Work instruction => Every line of the entries with the word "dotnet" in it should be shown.

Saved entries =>
----------

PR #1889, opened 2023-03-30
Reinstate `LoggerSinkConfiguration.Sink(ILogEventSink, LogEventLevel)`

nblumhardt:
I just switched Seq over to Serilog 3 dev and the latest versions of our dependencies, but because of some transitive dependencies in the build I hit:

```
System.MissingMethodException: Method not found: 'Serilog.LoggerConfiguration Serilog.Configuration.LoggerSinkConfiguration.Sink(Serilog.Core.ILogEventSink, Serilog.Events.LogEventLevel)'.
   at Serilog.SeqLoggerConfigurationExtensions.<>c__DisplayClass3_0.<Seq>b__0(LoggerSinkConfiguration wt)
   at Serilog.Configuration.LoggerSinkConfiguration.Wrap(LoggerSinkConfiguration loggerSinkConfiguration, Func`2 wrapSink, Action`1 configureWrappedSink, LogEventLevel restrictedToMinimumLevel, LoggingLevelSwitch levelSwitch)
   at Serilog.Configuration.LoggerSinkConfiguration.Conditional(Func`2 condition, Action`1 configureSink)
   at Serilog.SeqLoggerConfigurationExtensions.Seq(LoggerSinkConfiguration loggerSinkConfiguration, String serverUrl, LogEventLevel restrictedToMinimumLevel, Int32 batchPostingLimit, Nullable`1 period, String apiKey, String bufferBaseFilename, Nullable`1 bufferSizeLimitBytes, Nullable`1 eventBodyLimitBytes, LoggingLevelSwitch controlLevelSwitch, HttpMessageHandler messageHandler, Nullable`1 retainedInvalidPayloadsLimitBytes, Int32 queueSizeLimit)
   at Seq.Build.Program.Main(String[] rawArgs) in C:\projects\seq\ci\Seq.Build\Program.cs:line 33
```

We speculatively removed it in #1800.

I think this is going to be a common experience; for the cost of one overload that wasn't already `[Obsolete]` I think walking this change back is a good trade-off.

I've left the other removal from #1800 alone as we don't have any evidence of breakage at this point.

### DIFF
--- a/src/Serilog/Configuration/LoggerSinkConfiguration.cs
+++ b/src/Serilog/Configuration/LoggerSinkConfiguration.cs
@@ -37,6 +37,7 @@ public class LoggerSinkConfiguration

----------

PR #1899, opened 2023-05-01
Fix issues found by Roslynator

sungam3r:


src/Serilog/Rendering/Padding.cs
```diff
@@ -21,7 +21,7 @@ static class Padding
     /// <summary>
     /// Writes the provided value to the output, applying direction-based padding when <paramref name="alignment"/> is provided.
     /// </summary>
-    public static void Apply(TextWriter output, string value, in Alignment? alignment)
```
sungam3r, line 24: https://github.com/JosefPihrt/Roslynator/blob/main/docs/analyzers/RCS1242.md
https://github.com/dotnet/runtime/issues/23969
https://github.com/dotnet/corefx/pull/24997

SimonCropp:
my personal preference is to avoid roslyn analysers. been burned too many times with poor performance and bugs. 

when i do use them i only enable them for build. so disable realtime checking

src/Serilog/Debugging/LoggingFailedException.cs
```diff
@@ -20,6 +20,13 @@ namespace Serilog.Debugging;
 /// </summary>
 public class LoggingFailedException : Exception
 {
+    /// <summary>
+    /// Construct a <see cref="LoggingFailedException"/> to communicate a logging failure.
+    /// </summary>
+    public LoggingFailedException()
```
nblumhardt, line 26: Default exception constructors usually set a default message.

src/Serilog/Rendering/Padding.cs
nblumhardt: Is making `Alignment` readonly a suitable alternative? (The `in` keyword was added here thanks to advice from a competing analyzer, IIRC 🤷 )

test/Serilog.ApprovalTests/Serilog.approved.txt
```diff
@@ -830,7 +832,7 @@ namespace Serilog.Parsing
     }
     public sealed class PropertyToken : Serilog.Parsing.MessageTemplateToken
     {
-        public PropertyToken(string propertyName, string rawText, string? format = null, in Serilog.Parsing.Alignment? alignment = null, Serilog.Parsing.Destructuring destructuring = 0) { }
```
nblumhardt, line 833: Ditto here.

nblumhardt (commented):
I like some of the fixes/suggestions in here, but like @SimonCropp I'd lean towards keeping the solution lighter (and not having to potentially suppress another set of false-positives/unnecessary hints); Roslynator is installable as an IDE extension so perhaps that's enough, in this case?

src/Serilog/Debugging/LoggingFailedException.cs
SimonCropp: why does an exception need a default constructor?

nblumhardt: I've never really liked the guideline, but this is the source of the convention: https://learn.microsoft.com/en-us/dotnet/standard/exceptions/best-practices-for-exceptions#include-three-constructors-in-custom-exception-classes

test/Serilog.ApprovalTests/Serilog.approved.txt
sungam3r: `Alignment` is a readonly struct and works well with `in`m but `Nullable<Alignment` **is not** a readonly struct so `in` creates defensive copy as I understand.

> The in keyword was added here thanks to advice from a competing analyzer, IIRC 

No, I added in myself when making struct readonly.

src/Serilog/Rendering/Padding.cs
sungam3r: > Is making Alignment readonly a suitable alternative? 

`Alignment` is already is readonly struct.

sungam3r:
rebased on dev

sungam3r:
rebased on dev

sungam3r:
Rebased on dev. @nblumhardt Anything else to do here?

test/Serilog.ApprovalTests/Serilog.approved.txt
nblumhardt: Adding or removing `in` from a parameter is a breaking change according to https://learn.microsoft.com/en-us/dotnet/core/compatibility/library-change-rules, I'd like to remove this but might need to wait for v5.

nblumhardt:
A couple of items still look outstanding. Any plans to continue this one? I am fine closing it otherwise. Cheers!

----------

Output of the task =>
https://github.com/dotnet/runtime/issues/23969
https://github.com/dotnet/corefx/pull/24997
nblumhardt: I've never really liked the guideline, but this is the source of the convention: https://learn.microsoft.com/en-us/dotnet/standard/exceptions/best-practices-for-exceptions#include-three-constructors-in-custom-exception-classes
nblumhardt: Adding or removing `in` from a parameter is a breaking change according to https://learn.microsoft.com/en-us/dotnet/core/compatibility/library-change-rules, I'd like to remove this but might need to wait for v5.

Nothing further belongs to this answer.